Sąd Najwyższy oddalił wszystkie kasacje od wyroku w sprawie śmierci Igora Stachowiaka. Oznacza to, że nie będzie zmiany kary dla skazanych za nią policjantów.
15 maja 2016 roku policjanci zatrzymali 25-letniego Igora Stachowiaka, który był podobny do mężczyzny, który uciekł im wcześniej. Podczas zatrzymania mężczyzna został gwałtownie obezwładniony i rażony paralizatorem. Mężczyzna zmarł tego samego dnia na komendzie.
W maju 2017 na antenie TVN24 ujawniono nagrania z monitoringu na komendzie, z których wynikało, że zatrzymany był straszony i rażony przez policjantów paralizatorem. Po ujawnieniu skandalicznego zachowania policji ówczesny szef MSWiA Mariusz Błaszczak zdymisjonował komendanta wojewódzkiego policji we Wrocławiu, komendanta miejskiego i zastępcę komendanta komisariatu Stare Miasto.
W czerwcu 2019 roku Sąd Rejonowy dla Wrocławia Śródmieścia stwierdził, że czterej policjanci są winni przekroczenia uprawnień i znęcania się nad zatrzymanym. Sąd uznał jednak, że ich działania nie miały wpływu na jego śmierć, której powodem miało być wcześniejsze zażycie narkotyków, co doprowadziło do niewydolności oddechowo-krążeniowej. Łukasz R., który raził go paralizatorem, usłyszał wyrok 2,5 roku więzienia, a pozostali dostali po dwa lata.

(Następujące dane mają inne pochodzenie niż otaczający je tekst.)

PR #4420, opened 2026-08-06
ci(windows): move the Windows CGO build to a GitHub-hosted runner

slayerjain:
## The problem

The self-hosted Windows fleet is failing **every open PR**. `precheck-windows` and/or `build-windows-amd64` record **zero steps**, never upload logs, and fail after 13–14 minutes on varying runners — the runner accepts the job and dies before executing anything.

| PR | build-windows-amd64 | precheck-windows |
|---|---|---|
| #4419 | fail | fail |
| #4413 | fail | pass |
| #4412 | pass | fail |
| #4410 | pass | fail |
| #4407 | fail | pass |
| #4406 | fail | pass |

The shuffling pattern is the tell: this is runner health, not a code defect.

## What moves, and why it's safe

**`build-windows-amd64` never needed self-hosted.** `release.yml`'s `build-windows` already performs the *identical* native windows/amd64 CGO build — including the `pg_query_go` cgo link, which is the hard part — on `windows-latest`. Every keploy release binary ships from it (5/5 recent releases green; v3.6.9 built in 4m42s with a cold module cache).

Of that job's 396 lines, **only ~6 steps do real work.** The rest existed solely to cope with shared, persistent machines and are deleted:

- `Bootstrap PowerShell environment` — installs/repairs pwsh (hosted ships 7.6.4)
- `Free runner disk space` — 98 lines, because the boxes run out of C:
- `Create workflow start lock` — cross-job coordination on a shared filesystem
- `Setup per-job git isolation` — 71 lines, so 4 concurrent checkouts don't clobber each other's global gitconfig
- `Recover stale runner state` — kills leftover `keploy.exe`, stops a stale WinDivert driver service
- `Prune stale git isolation dirs`

Job name, fork-PR guard, timeout and artifact contract are unchanged, so **no branch-protection or required-check edit is needed**.

## What deliberately stays self-hosted

`golang_docker_windows` — hosted `windows-latest` ships Docker in **Windows-containers-only** mode (LCOW was removed in Docker Engine 23.0), while that lane loads a `linux/amd64` image and injects a keploy-agent sidecar needing `cap_add BPF/PERFMON/NET_ADMIN` and `/sys/fs/cgroup`, `/sys/kernel/debug`, `/sys/fs/bpf` bind mounts. It is the only place a native `keploy.exe` drives Docker Desktop's Linux engine — exactly the configuration Windows users run. Moving it would trade real product coverage for a green checkmark.

`precheck-windows` and `cleanup_windows` stay because they serve it.

## Three couplings this would otherwise have broken

**1. The workflow start lock.** `cleanup-windows.ps1` prunes only when *no* lock files remain, so deleting its sole writer would have fired `docker system prune -af --volumes` on **every** run against the shared VM — possibly mid-`docker compose up` on a concurrent job. The lock step is relocated into `precheck-windows`. Its removal step also gains `if: always()` plus a 24h stale-lock reaper (mirroring the macOS twin): three unguarded steps precede it, and `setup-git-isolation.ps1` throws when `ssh-keyscan` returns empty — a real fleet condition — so a leaked lock would otherwise disable the VM's last reclamation permanently and silently.

**2. Disk observability.** With the sweep gone and `cleanup_windows` dropped from the gate, nothing would observe the fleet filling up — a slow-burn version of the failure this PR fixes. `precheck-windows` gains a disk-headroom report (`::warning::` under 6 GB, fail under 2 GB). It lives there because precheck is the earliest self-hosted job *and* still a gate input. It **observes only**: the old sweep purged `GOMODCACHE` and walked `C:\actions-runners`, racing concurrent jobs on the shared box.

**3. ExecutionPolicy.** `download-image`'s two Windows steps relied on a side effect — the deleted bootstrap step wrote `Set-ExecutionPolicy -Scope CurrentUser -Bypass`, which persists in HKCU across jobs and runs, so any box that had run `build-windows-amd64` was covered. That guarantee is gone; both steps now carry the flag explicitly.

## Gate

`cleanup_windows` leaves `gate_windows`' `needs` — it is VM hygiene with no product signal, and as a gate input a busy fleet could red-light a PR on its own. `precheck-windows` **stays** in the gate: the gate counts `skipped` as pass, so dropping it would let the docker lane skip invisibly.

## A latent bug this surfaced

The two inline MinGW probes had **diverged**. `release.yml` appended every match with no `break` — and since `GITHUB_PATH` entries are *prepended*, the **last** match won, inverting the listed preference. `prepare_and_run.yml` probed five paths with a `Get-Command` fallback and a portable-toolchain download. So the PR build and the shipped release binary could resolve **different toolchains**.

Now one shared `.github/scripts/windows/ensure-mingw.ps1` with a `break` and an explicit `throw`. The `Get-Command gcc` fallback is dropped on purpose: the hosted image also ships Strawberry Perl's gcc at `C:\Strawberry\c\bin` on the machine PATH, so explicitly prepending `C:\mingw64\bin` is what keeps selection deterministic.

## Verification

- All touched YAML parses; `actionlint` reports **8 findings before and after** (no new ones — the 8 are pre-existing macOS `native` label + shellcheck info)
- No job added, removed, or renamed (33 → 33)
- Artifact contract byte-identical (`build-windows` / `keploy.exe`); both consumers use `download-artifact`
- `_ISO_ROOT` has zero remaining references repo-wide
- No bare `shell: powershell` left anywhere under `.github/`

**Net: 3 self-hosted Windows job declarations instead of 4, ~300 lines of runner babysitting gone, and no change to what is tested.**

## Follow-ups (not in this PR)

- `GOOS=windows go build ./...` fails locally on `pkg/agent/hooks/windows` (needs cgo + mingw), on `main` too — so a genuine Windows compile error is masked for anyone checking before push.
- `gate_macos` still lists `clean_up_docker_macos` in `needs`; the rationale for dropping `cleanup_windows` applies identically to the macOS twin.

### DIFF
--- a/.github/actions/download-image/action.yml
+++ b/.github/actions/download-image/action.yml
@@ -44,7 +44,7 @@ runs:
 
     - name: Wait for the Docker daemon (Windows)
       if: runner.os == 'Windows'
-      shell: powershell
+      shell: 'powershell -ExecutionPolicy Bypass -NoLogo -NoProfile -Command ". ''{0}''"'
       run: |
         $maxAttempts = 30
         $attempt = 0
@@ -117,17 +117,29 @@ runs:
       if: runner.os == 'Windows'
       # Use Windows PowerShell 5.1 (always preinstalled on Windows
       # runners) rather than pwsh (PowerShell 7, which not every
-      # self-hosted runner in the fleet ships — see the Bootstrap
-      # PowerShell environment step in prepare_and_run.yml's
-      # build-windows-amd64 job, which repairs *that* job but does
-      # not run in the pull-docker-image-windows job that invokes
-      # this action). Every cmdlet used below (Join-Path, Test-Path,
+      # self-hosted runner in the fleet ships).
+      #
+      # The explicit -ExecutionPolicy Bypass is now required, not
+      # decorative. GitHub's built-in `powershell` shell invokes
+      # `powershell -command ". '<script>'"` with no policy flag, and
+      # dot-sourcing a .ps1 is subject to ExecutionPolicy. Until
+      # recently this happened to work on the fleet because
+      # prepare_and_run.yml's "Bootstrap PowerShell environment" step
+      # wrote `Set-ExecutionPolicy -Scope CurrentUser -Bypass`, which
+      # persists in HKCU across jobs and runs — so any box that had run
+      # build-windows-amd64 was covered by a side effect. That step was
+      # deleted when build-windows-amd64 moved to GitHub-hosted
+      # windows-latest, so the guarantee is gone; a freshly provisioned
+      # runner would fail here. Carrying the flag ourselves makes this
+      # action independent of whatever else ran on the machine first.
+      #
+      # Every cmdlet used below (Join-Path, Test-Path,
       # Get-ChildItem, Select-String, [Environment]::NewLine,
       # string .Trim(), [string]::IsNullOrWhiteSpace) is 5.1-
       # compatible, so keeping the floor at 5.1 is free and avoids
       # a 'pwsh: command not found' step failure on unrepaired
       # runners.
-      shell: powershell
+      shell: 'powershell -ExecutionPolicy Bypass -NoLogo -NoProfile -Command ". ''{0}''"'
       run: |
         $ErrorActionPreference = 'Stop'
         $tar = Join-Path "${{ runner.temp }}" "keploy-image\image.tar"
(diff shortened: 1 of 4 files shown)


chilkotiKartik (approved):
LGTM! Thoroughly verified changes in ci(windows): move the Windows CGO build to a GitHub-hosted runner. Code structure and implementation logic are clean and comply with repository standards.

Kasacje od wyroku złożyli sami policjanci, oraz ówczesny Rzecznik Praw Obywatelskich Adam Bodnar. Policjanci chcieli ponownego rozpatrzenia sprawy i uniewinnienia, a rzecznik ponownego zbadania sprawy, bo jego zdaniem sąd źle ustalił przyczyny tragedii. Podczas rozprawy kasacyjnej Sąd Najwyższy odrzucił jednak ich kasacje, co oznacza, że zasądzone wcześniej wyroki nie ulegną zmianie.